- _Data for analysis_
______________________________
PR #766, opened 2020-01-15
Add support for releasing scroll and waiting for available scroll, fixes #758

### LINKED ISSUE #758: [Bug?] ES 7.X exceeding maximum scrolls [500] is ignored. ELK tools should remove scroll when they no more need it.
So when I run a big batch of `p2o.py` commands (about 1900) using about 32 in parallel (running on 2 kubernetes nodes each having 16 CPU cores, so 32 `p2o.py` processes at the same time) I'm hitting ES 7.X error "too many scrolls open".

The funny part is that I would never detect that because `p2o.py` runs "as usual" reporting no failure and even no warning, the result is that no new data comes into the enriched index.

This runs OK on ES 6.X probably because the number of allowed scrolls is bigger (both 6.X and 7.X) initially have no setting to be checked by `curl (...)/_cluster/settings?pretty" | grep max_open_scroll`. You can set that value via specific `curl -XPUT (...)/_cluster/settings` call. My guess is that 6.x has no limit for that value or the limit is much higher than 500 (I was monitoring this value via `curl (...)/_nodes/stats/indices/search?pretty | grep "open_contexts"` while sync was running and 6.X allowed much over 1000 while 7.X go to 500 and stopped.

I've detected this just by pure luck, my other script was trying to save entire index data (one index) into JSON file using scroll API and it failed with
```
{
  "error" : {
    "root_cause" : [
      {
        "type" : "exception",
        "reason" : "Trying to create too many scroll contexts. Must be less than or equal to: [500]. This limit can be set by changing the [search.max_open_scroll_context] setting."
      }
    ],
    "type" : "search_phase_execution_exception",
    "reason" : "all shards failed",
    "phase" : "query",
    "grouped" : true,
    "failed_shards" : [
      {
        "shard" : 0,
        "index" : "sds-hyperledger-fabric-github-issue",
        "node" : "p_8cDIekSPWjJ4mEitZ2KA",
        "reason" : {
          "type" : "exception",
          "reason" : "Trying to create too many scroll contexts. Must be less than or equal to: [500]. This limit can be set by changing the [search.max_open_scroll_context] setting."
        }
      }
    ]
  },
  "status" : 500
}
```

So I've run one of `p2o.py` commands manually while. 7.X was on the 500 scrolls limit and it just finished OK, without any warning or error.

==========================

So the problem is:

1) why `p2o.py` creates more than 32 scrolls when only 32 `p2o.py` instances are run in parallel, no more? My guess is that grimoire-elk library (which is used by `p2o.py`) is *NOT* clearing index after it no more uses it, see:
https://github.com/chaoss/grimoirelab-elk/blob/master/grimoire_elk/elastic_items.py#L201-L205

The scroll is set to even 10 minutes there (according to comment) but I don't see scroll released after no more used. ElasticSearch API docs strongly suggest that scrolls should be removed after they're no more needed, see: https://www.elastic.co/guide/en/elasticsearch/reference/7.5/search-request-body.html#_clear_scroll_api

My guess is that having > 1000 scrolls are just leftovers from finished `p2o.py` calls. I think each call should clean up its scroll, like for example here: https://github.com/LF-Engineering/darst/blob/master/utils/get_all_index_docs.sh#L69-L70

2) I think `p2o.py` and other stuff using https://github.com/chaoss/grimoirelab-elk/blob/master/grimoire_elk/elastic_items.py file should check if scrolls are available and if not it should return an error or at least a warning. The other option is to wait for some scroll(s) to become available. But the most important is to FREE the one that was used in the current instance and is no more needed!

I think (not yet 100% sure) that this is the real cause of https://github.com/chaoss/grimoirelab-elk/issues/757

cc @sduenas @valeriocos

lukaszgryglicki:
Wait a configurable amount of time (in seconds) via `--scrol=wait`, for example `--scroll-wait 30` (default is 900)
Fixes #758 
Signed-off-by: Lukasz Gryglicki <lukaszgryglicki@o2.pl>

### DIFF
--- a/grimoire_elk/elastic_items.py
+++ b/grimoire_elk/elastic_items.py
@@ -182,7 +182,7 @@ class ElasticItems:
                 time.sleep(1)
                 sec -= 1
                 page = self.get_elastic_items(scroll_id, _filter=_filter, ignore_incremental=ignore_incremental)
-                if not 'too_many_scrolls' in page:
+                if 'too_many_scrolls' not in page:
                     logger.debug("Scroll acquired after {} seconds".format(self.scroll_wait - sec))
                     break
 
@@ -324,7 +324,7 @@ class ElasticItems:
         try:
             res = self.requests.post(url, data=query_data, headers=headers)
             if self.too_many_scrolls(res):
-                return { 'too_many_scrolls': True }
+                return {'too_many_scrolls': True}
             res.raise_for_status()
             rjson = res.json()
         except Exception:
@@ -345,4 +345,4 @@ class ElasticItems:
             and len(r['error']['root_cause']) > 0
             and 'reason' in r['error']['root_cause'][0]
______________________________
Every line above in which the word "lukaszgryglicki" is present must be copied into the answer.

- _Output_
lukaszgryglicki:
Signed-off-by: Lukasz Gryglicki <lukaszgryglicki@o2.pl>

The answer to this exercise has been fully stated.